- _TASK_
Please copy out every line in the records below that includes the word "constant".

- _Data excerpts_
*** Begin section ***
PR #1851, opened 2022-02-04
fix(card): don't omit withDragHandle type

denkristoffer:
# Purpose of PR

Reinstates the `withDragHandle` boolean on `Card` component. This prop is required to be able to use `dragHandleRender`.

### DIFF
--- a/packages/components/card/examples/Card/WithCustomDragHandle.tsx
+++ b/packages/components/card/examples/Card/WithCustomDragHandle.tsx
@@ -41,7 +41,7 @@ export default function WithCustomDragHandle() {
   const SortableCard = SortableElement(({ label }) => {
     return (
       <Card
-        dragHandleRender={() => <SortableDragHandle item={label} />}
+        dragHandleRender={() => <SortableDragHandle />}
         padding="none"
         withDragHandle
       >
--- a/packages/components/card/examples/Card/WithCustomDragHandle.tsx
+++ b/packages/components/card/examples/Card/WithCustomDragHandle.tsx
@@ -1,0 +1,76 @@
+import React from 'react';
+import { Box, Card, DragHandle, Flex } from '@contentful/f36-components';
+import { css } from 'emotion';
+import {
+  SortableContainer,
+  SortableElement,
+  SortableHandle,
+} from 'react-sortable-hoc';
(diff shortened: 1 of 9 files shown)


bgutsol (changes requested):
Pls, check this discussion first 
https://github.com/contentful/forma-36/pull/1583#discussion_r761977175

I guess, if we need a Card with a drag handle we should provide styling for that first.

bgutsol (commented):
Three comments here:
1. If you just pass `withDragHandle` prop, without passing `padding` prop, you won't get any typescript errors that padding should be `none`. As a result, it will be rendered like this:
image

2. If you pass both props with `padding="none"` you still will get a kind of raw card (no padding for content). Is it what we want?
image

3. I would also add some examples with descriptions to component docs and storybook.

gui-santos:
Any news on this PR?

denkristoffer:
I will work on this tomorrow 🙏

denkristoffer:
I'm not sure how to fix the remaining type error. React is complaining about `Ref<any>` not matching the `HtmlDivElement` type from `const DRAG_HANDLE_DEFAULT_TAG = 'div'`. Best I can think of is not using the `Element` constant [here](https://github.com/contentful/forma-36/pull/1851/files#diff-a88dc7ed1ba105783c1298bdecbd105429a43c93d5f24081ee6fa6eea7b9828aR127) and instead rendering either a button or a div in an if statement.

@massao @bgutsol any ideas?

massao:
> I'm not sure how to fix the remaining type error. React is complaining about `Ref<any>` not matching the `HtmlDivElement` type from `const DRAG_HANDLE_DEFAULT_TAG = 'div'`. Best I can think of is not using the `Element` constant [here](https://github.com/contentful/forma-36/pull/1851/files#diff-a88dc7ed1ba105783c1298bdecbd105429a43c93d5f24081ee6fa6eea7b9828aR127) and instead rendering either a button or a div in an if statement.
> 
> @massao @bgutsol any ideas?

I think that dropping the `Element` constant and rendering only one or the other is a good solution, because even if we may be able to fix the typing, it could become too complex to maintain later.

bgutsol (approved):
*** End section ***
*** Begin section ***
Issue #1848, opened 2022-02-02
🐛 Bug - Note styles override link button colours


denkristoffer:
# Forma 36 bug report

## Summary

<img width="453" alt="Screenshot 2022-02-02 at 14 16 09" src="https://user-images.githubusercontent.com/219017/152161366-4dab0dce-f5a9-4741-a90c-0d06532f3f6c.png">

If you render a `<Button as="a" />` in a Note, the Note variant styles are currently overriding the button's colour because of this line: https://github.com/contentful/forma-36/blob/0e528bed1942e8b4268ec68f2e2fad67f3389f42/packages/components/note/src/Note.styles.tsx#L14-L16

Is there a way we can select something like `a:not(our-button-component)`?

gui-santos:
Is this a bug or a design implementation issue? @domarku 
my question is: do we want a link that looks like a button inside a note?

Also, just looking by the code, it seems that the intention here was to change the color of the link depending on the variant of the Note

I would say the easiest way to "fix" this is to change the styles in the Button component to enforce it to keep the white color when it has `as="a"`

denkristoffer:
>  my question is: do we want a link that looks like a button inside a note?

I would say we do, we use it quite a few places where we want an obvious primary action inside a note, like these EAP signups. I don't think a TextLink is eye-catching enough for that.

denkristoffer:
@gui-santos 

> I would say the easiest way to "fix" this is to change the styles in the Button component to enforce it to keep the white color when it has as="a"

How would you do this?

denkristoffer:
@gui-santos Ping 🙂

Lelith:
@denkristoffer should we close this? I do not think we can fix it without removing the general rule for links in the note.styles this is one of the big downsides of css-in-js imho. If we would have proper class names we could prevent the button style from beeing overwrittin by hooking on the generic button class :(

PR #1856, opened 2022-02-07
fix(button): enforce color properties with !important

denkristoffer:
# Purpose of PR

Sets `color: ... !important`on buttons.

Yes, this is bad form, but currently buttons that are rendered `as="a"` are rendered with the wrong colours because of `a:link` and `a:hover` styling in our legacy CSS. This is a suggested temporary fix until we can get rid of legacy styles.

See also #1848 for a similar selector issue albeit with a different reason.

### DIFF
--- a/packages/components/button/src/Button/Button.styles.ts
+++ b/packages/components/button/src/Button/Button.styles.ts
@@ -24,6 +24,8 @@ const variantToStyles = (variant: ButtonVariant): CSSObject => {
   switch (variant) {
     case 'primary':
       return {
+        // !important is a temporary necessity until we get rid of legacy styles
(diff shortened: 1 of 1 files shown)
*** End section ***
- _RESPONSE_
I'm not sure how to fix the remaining type error. React is complaining about `Ref<any>` not matching the `HtmlDivElement` type from `const DRAG_HANDLE_DEFAULT_TAG = 'div'`. Best I can think of is not using the `Element` constant [here](https://github.com/contentful/forma-36/pull/1851/files#diff-a88dc7ed1ba105783c1298bdecbd105429a43c93d5f24081ee6fa6eea7b9828aR127) and instead rendering either a button or a div in an if statement.
> I'm not sure how to fix the remaining type error. React is complaining about `Ref<any>` not matching the `HtmlDivElement` type from `const DRAG_HANDLE_DEFAULT_TAG = 'div'`. Best I can think of is not using the `Element` constant [here](https://github.com/contentful/forma-36/pull/1851/files#diff-a88dc7ed1ba105783c1298bdecbd105429a43c93d5f24081ee6fa6eea7b9828aR127) and instead rendering either a button or a div in an if statement.
I think that dropping the `Element` constant and rendering only one or the other is a good solution, because even if we may be able to fix the typing, it could become too complex to maintain later.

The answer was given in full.